Posted: Sat Aug 06, 2005 9:36 pm
by Pyrite
Would love anything you'll throw my way ...
Actually, just found this function now that I knew what to search for. Works perfectly for me. Khap Khun Maak Khrap!
http://www.zend.com/codex.php?id=838&single=1
Posted: Sun Aug 07, 2005 10:47 am
by feyd
his is rather large compared to mine, which contains unit tests along with conformance to UNICODE 4.1.0. The following was tested on PHP 5.0.4
Code: Select all
<?php
/*******************************************************************************
* This code references:
*------------------------------------------------------------------------------
* The Unicode Consortium.

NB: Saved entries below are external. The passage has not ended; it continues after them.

Issue #1093, opened 2023-04-27
Operator does not handle defaulted fields in readiness/liveness probes if unset


amisevsk:
### Description
If a container specifies readiness or liveness probes (via e.g. container-overrides, or potentially also in k8s components) and does not fully specify the probe, DWO can enter a loop of updating the deployment where it unsets defaulted fields (that are then automatically re-set by the kube API)

### How To Reproduce
Add container-overrides to a DevWorkspace container:
```yaml
        container-overrides:
          readinessProbe:
            httpGet:
              path: /healthz
              port: 3100
              scheme: HTTPS
            initialDelaySeconds: 1
            periodSeconds: 1
            failureThreshold: 300
```
DWO will repeatedly update the deployment, preventing it from starting:
1. DWO sets no `successThreshold` causing a deployment rollout
2. Cluster sets `successThreshold: 1` causing another rollout
3. DWO sees deployment doesn't match spec, updates it to remove `successThreshold`
4. etc.

PR #1169, opened 2023-08-24
Handle unset fields in probes set by container-overrides

amisevsk:
### What does this PR do?
Updates how probes (readiness, liveness, startup) are handled when defined in container-overrides. Since fields for success/failure threshold, period, and timeout are defaulted by the cluster, we have to make sure they're either set to user-provided values or the defaults to avoid repeatedly reconciling the deployment yaml

Closes https://github.com/devfile/devworkspace-operator/issues/1093

### Is it tested? How?
To test, you can use the workspace
```yaml
kind: DevWorkspace
metadata:
  name: test-dw
spec:
  started: true
  template:
    attributes:
    components:
      - name: terminal
        container:
          memoryLimit: 512Mi
          mountSources: true
          command:
           - "tail"
           - "-f"
           - "/dev/null"
        attributes:
          container-overrides:
            readinessProbe:
              exec:
                command: ["echo", "hello"]
            livenessProbe:
              exec:
                command: ["echo", "hello"]
            startupProbe:
              exec:
                command: ["echo", "hello"]
```
This workspace should start normally with defaulted fields for the probes.

### PR Checklist

### DIFF
--- a/pkg/library/overrides/containers.go
+++ b/pkg/library/overrides/containers.go
@@ -24,6 +24,16 @@ import (
 	"github.com/devfile/devworkspace-operator/pkg/constants"
 )
 
+// Constants representing the default values used by Kubernetes for container fields.
+// If a pod is created that does not set these fields in a Probe (but does create a probe)
+// these are the values that will be automatically applied to the pod spec.
+const (
+	defaultProbeSuccessThreshold = 1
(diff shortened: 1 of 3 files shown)


AObuchow (approved):
LGTM & works as expected :+1:

Issue #1170, opened 2023-09-01
The default SCC used by DWO should match OpenShift restricted-v2


amisevsk:
### Description
By default, DWO does not set the security context on workspace containers unless it is configured. This can lead to issues where a higher-priority and more-restrictive SCC on OpenShift can lead to unexpected restrictions on workspace containers (e.g. an SCC that sets `readOnlyRootFilesystem: true` can cause issues writing files outside of a persistent volume).

### Expected behavior
DWO should define the full security context it expects for workspace pods, and provide a way to update that if necessary.

PR #1171, opened 2023-09-05
Set default container security context on OpenShift

amisevsk:
### What does this PR do?
Set the default value for `ContainerSecurityContext` to match the security context required by OpenShift's `restricted-v2` SCC. This ensures that workspaces don't accidentally use a higher-priority, lower-permission SCC (e.g. one that requires `readOnlyRootFilesystem: true`)

Closes https://github.com/devfile/devworkspace-operator/issues/1170

### Is it tested? How?
I haven't had a chance to test it yet (to come, tomorrow)

To verify:
* On Kubernetes, behavior is unchanged, containers do not get anything set for container security context
* On OpenShift, verify that #1170 cannot be reproduced; pod/container spec should look the same as before as the restricted-v2 SCC sets fields matching the default
* Also necessary to verify that this change does not interfere with how Eclipse Che sets the default security context to allow for `podman build`

### PR Checklist

### DIFF
--- a/pkg/config/common_test.go
+++ b/pkg/config/common_test.go
@@ -55,6 +55,7 @@ func setupForTest(t *testing.T) {
 	}
 	infrastructure.InitializeForTesting(infrastructure.Kubernetes)
 	setDefaultPodSecurityContext()
+	setDefaultContainerSecurityContext()
 	configNamespace = testNamespace
 	originalDefaultConfig := defaultConfig.DeepCopy()
 	t.Cleanup(func() {
--- a/pkg/config/defaults.go
+++ b/pkg/config/defaults.go
@@ -49,8 +49,8 @@ var defaultConfig = &v1alpha1.OperatorConfiguration{
 		IdleTimeout:              "15m",
 		ProgressTimeout:          "5m",
 		CleanupOnStop:            pointer.Bool(false),
-		PodSecurityContext:       nil,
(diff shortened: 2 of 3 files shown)


AObuchow (approved):
Works as expected :+1: 
## OpenShift 4.12
Testing out the plain-devworkspace sample on DWO, the workspace pod's space had the `openshift.io/scc: restricted-v2` as well as the default container security context:

```YAML
      securityContext:
        capabilities:
          drop:
            - ALL
        runAsUser: 1000680000
        runAsNonRoot: true
        readOnlyRootFilesystem: false
        allowPrivilegeEscalation: false
```

I also tested things out with a full Che install (creating the DWO catalog source wasn't working, so I had to install the DWO operator and modify the CSV to set the controller manager replicas to 0 and run the controller locally instead).
The SCC used was container-build (`openshift.io/scc: container-build`), and I was able to do a podman build. The container securityContext also had the appropriate fields set:

```YAML
      securityContext:
        capabilities:
          add:
            - SETGID
            - SETUID
          drop:
            - ALL
            - KILL
            - MKNOD
        runAsUser: 1000690000
        runAsNonRoot: true
        readOnlyRootFilesystem: false
        allowPrivilegeEscalation: true
```
## Minikube
On minikube, creating a devworkspace resulted in the workspace pod's container security context field being empty, as expected: `securityContext: {} `

PR #1181, opened 2023-10-04
Improve process for clearing 'started-at' annotations from workspaces

amisevsk:
### What does this PR do?
Avoid attempting to update stopped workspaces to remove started-at annotations if the annotation is not present on the workspace.

Minor fix to avoid sending unnecessary update requests.

### Is it tested? How?
Should be no functional change -- annotations should still be removed from stopped workspaces.

### PR Checklist

### DIFF
--- a/controllers/workspace/devworkspace_controller.go
+++ b/controllers/workspace/devworkspace_controller.go
@@ -621,8 +621,14 @@ func (r *DevWorkspaceReconciler) syncStartedAtToCluster(
 func (r *DevWorkspaceReconciler) removeStartedAtFromCluster(
 	ctx context.Context, workspace *common.DevWorkspaceWithConfig, reqLogger logr.Logger) {
 	if workspace.Annotations == nil {
-		workspace.Annotations = map[string]string{}
+		// No annotations, nothing to do
+		return
 	}
+	if _, ok := workspace.Annotations[constants.DevWorkspaceStartedAtAnnotation]; !ok {
+		// Annotation has already been deleted
+		return
+	}
+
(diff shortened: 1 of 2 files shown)


amisevsk:
In my brief testing, this change cuts 50-150ms from reconcile times for stopped workspaces (which, on most clusters, tends to be most of them). This especially helps during phases like startup, where it can take a while to process hundreds of stopped workspaces.

amisevsk:
I've added a second commit that goes a step further to also not make any API requests for updating the status if the controller thinks this would be a no-op. This slightly increases the chances of an out-of-date status (in the case where DWO misses an on-cluster update and the cache is out of sync) but also makes re-reconciling workspaces that have not seen any changes take practically no time.

Below is a graph of DWO metrics with the following configuration:
* 500 stopped workspaces, unchanging
* 1 minute resync interval for DWO (i.e. it re-reconciles all resources every minute)
    * Resyncing all resources is a case where DWO will hit internal rate limits for requests, causing each API call to take a lot longer than normal

The first half of the graph is for the current `main` branch. The second half is with only the first commit in this PR applied. 



The relevant metric to follow is reconcile time, which goes from ~500ms to ~250 during the resync. Additionally completing the full resync takes a lot less time (due to each reconcile taking half the time).

With the second commit, the graph is even less interesting; reconciles of stopped workspaces take >5ms since no API calls are made, and DWO can re-reconcile all 500 stopped workspaces in one second. 

This change should be safe for regular workspaces, as we still update status when the computed status is different from the on-cluster status.

AObuchow (approved):

Issue #1179, opened 2023-10-03
Kubernetes/OpenShift component and container component cannot use same endpoint target port


AObuchow:
### Description
If a kubernetes or openshift component define endpoints with the same target port, the devworkspace will be deemed invalid and will fail to start. Since Kubernetes & OpenShift components are intended to run in a separate pod from container components, it should be valid to have them use the same target port in their endpoints.

### How To Reproduce
Start a devworkspace that defines a container component and kubernetes (or openshift) component that both use the same target port in their endpoints, such as the following:

```YAML
kind: DevWorkspace
apiVersion: workspace.devfile.io/v1alpha2
metadata:
  name: plain-devworkspace
spec:
  started: true
  routingClass: 'basic'
  template:
    components:
      - name: kubernetes-deploy
        kubernetes:
          endpoints:
            - name: http-8080
              path: /
              targetPort: 8080
          uri: deploy.yaml
      - name: web-terminal
        container:
          image: quay.io/wto/web-terminal-tooling:next
          memoryRequest: 256Mi
          memoryLimit: 512Mi
          mountSources: true
          command:
           - "tail"
           - "-f"
           - "/dev/null"
          endpoints:
            - name: 'http'
              protocol: http
              targetPort: 8080
              exposure: public
```

The devworkspace will fail to start, with the following error message: `* devfile contains multiple containers with same endpoint targetPort: 8080`

### Expected behavior
The devworkspace should start up correctly (or rather, it should not fail to start due to the same endpoint target port being used)

### Additional context
Downstream issue: https://issues.redhat.com/browse/CRW-4856

Related Devfile API issue: https://github.com/devfile/api/issues/1049

The issue seems to be coming from the devfile validation in the devfile API. Upgrading the devfile API dependency used in DWO (similar to [what was done for the devfile library](https://github.com/devfile/library/pull/170)) should resolve the issue.

AObuchow:
Resolved in https://github.com/devfile/devworkspace-operator/pull/1186

PR #1184, opened 2023-10-05
chore: Update devfile/api dependency to upstream commit a6c32fc

AObuchow:
### What does this PR do?
Updates the devfile/api dependency to the upstream commit https://github.com/devfile/api/commit/a6c32fca0dbdcb61454e7bb7ff5b5ef525bbbe86. This is required for https://github.com/devfile/devworkspace-operator/issues/1179, as the devfile validation library was previously preventing a deworkspace from having a container component and openshift/kubernetes component from using the same target port on an endpoint. 

 https://github.com/devfile/api/commit/a6c32fca0dbdcb61454e7bb7ff5b5ef525bbbe86 was chosen as it is the same commit [used by the devfile library](https://github.com/devfile/library/blob/main/go.mod#L6), and all commits past a6c32fc were non-function-changing commits: https://github.com/devfile/api/compare/a6c32fca0dbdcb61454e7bb7ff5b5ef525bbbe86...e05a23590d0f820bb7f070d7e782a5f9caf301c5

I also added a controller env test to test the case from https://github.com/devfile/devworkspace-operator/issues/1179, but this might be redundant as this functionality should already be tested in the devfile API repo. 

https://github.com/devfile/devworkspace-operator/issues/1179

### Is it tested? How?
Install DWO with the changes from this PR, and create a devworkspace with a container component and kubernetes (or openshift) component that uses the same endpoint target port, such as the following:

```YAML
kind: DevWorkspace
metadata:
  name: plain-devworkspace
spec:
  started: true
  routingClass: 'basic'
  template:
    components:
      - name: kubernetes-deploy
        kubernetes:
          deployByDefault: true
          endpoints:
            - name: http-8080
              path: /
              targetPort: 8080
          inlined: |
            apiVersion: v1
            kind: Pod
            metadata:
              name: webserver-dwo-deployed
            spec:
              containers:
                - name: webserver
                  image: nginx:latest
                  ports:
                    - containerPort: 8080
      - name: web-terminal
        container:
          memoryRequest: 256Mi
          memoryLimit: 512Mi
          mountSources: true
          command:
           - "tail"
           - "-f"
           - "/dev/null"
          endpoints:
            - name: 'http'
              protocol: http
              targetPort: 8080
              exposure: public
```

Ensure the workspace starts up as expected. You should see a pod get deployed to the `devworkspace-controller` namespace called `webserver-dwo-deployed`. The main thing to ensure is the workspace does not fail to startup with the following reason: `* devfile contains multiple containers with same endpoint targetPort: 8080`

### PR Checklist

Signed-off-by: Andrew Obuchowicz <aobuchow@redhat.com>

### DIFF
--- a/controllers/workspace/suite_test.go
+++ b/controllers/workspace/suite_test.go
@@ -25,6 +25,7 @@ import (
 	dwv2 "github.com/devfile/api/v2/pkg/apis/workspaces/v1alpha2"
 	controllerv1alpha1 "github.com/devfile/devworkspace-operator/apis/controller/v1alpha1"
 	"github.com/devfile/devworkspace-operator/controllers/workspace/internal/testutil"
+	kubesync "github.com/devfile/devworkspace-operator/pkg/library/kubernetes"
 	appsv1 "k8s.io/api/apps/v1"
 	metav1 "k8s.io/apimachinery/pkg/apis/meta/v1"
 	"k8s.io/utils/pointer"
@@ -108,6 +109,9 @@ var _ = BeforeSuite(func() {
 	Expect(k8sClient).NotTo(BeNil())
 
 	// Replicate controller setup similarly to how we do for main.go
+	err = kubesync.InitializeDeserializer(scheme.Scheme)
+	Expect(err).NotTo(HaveOccurred())
+
 	cacheFunc, err := cache.GetCacheFunc()
 	Expect(err).NotTo(HaveOccurred())
 
--- a/Makefile
+++ b/Makefile
@@ -29,7 +29,7 @@ export PROJECT_CLONE_IMG ?= quay.io/devfile/project-clone:next
 export PULL_POLICY ?= Always
 export DEFAULT_ROUTING ?= basic
 export KUBECONFIG ?= ${HOME}/.kube/config
-export DEVWORKSPACE_API_VERSION ?= 2568944140c38aa941390d0f8e941534bf88f793
+export DEVWORKSPACE_API_VERSION ?= a6c32fca0dbdcb61454e7bb7ff5b5ef525bbbe86
 
 # Enable using Podman instead of Docker
 export DOCKER ?= docker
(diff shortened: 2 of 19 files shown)


controllers/workspace/suite_test.go
```diff
@@ -108,6 +109,9 @@ var _ = BeforeSuite(func() {
 	Expect(k8sClient).NotTo(BeNil())
 
 	// Replicate controller setup similarly to how we do for main.go
+	err = kubesync.InitializeDeserializer(scheme.Scheme)
+	Expect(err).NotTo(HaveOccurred())
+
```
amisevsk, line 114: Could you explain the purpose of these lines? I'm not clear why it's necessary.

amisevsk (approved):
I don't _love_ depending on a non-released version of devfile API, but it seems we have no choice until v2.2.1 is released.

controllers/workspace/suite_test.go
AObuchow: This is required for the Kubernetes component in `test-devworkspace-duplicate-ports.yaml` (from the test data) to be [deserialized](https://github.com/devfile/devworkspace-operator/blob/main/pkg/library/kubernetes/provision.go#L53). It mirrors the [setup](https://github.com/devfile/devworkspace-operator/blob/main/main.go#L109-L111) from `main.go`

AObuchow:
> I don't love depending on a non-released version of devfile API, but it seems we have no choice until v2.2.1 is released.

@amisevsk agreed. We could delay merging this if 2.2.1 is expected to be released soon enough.

amisevsk:
Devfile v2.2.1 is now released: https://github.com/devfile/api/releases/tag/v2.2.1

Just took some asking questions :)

AObuchow:
@amisevsk awesome 🥳 I will rework this PR to update to the latest release

AObuchow:
Closing in favour of https://github.com/devfile/devworkspace-operator/pull/1186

The Unicode Standard, Version 4.1.0, defined by:
* The Unicode Standard, Version 4.0 (Boston, MA, Addison-Wesley, 2003.
* ISBN 0-321-18578-1), as amended by
* Unicode 4.0.1 (http://www.unicode.org/versions/Unicode4.0.1) and by
* Unicode 4.1.0 (http://www.unicode.org/versions/Unicode4.1.0).
*/
function makeUTF8($match)
{
if(is_array($match))
{
$ret = makeUTF8($match[1]);
if($ret === false)
{ // the value is not a valid unicode character.
return $match[0];
}
else
{
return $ret;
}
}
else
{
$code = intval($match);
// +-----------------+-----------------+-----------------+-----------------+
// | 3 3 2 2 2 2 2 2 | 2 2 2 2 1 1 1 1 | 1 1 1 1 1 1 | |
// | 1 0 9 8 7 6 5 4 | 3 2 1 0 9 8 7 6 | 5 4 3 2 1 0 9 8 | 7 6 5 4 3 2 1 0 | bit
// +-----------------+-----------------+-----------------+-----------------+
// | | | | 0 x x x x x x x | 1 byte 0x00000000..0x0000007F
// | | | 1 1 0 y y y y y | 1 0 x x x x x x | 2 byte 0x00000080..0x000007FF
// | | 1 1 1 0 z z z z | 1 0 y y y y y y | 1 0 x x x x x x | 3 byte 0x00000800..0x0000FFFF
// | 1 1 1 1 0 w w w | 1 0 w w z z z z | 1 0 y y y y y y | 1 0 x x x x x x | 4 byte 0x00010000..0x0010FFFF
// +-----------------+-----------------+-----------------+-----------------+
// | 0 0 0 0 0 0 0 0 | 0 0 0 1 1 1 1 1 | 1 1 1 1 1 1 1 1 | 1 1 1 1 1 1 1 1 | Theoretical upper limit of legal scalars: 2097151 (0x001FFFFF)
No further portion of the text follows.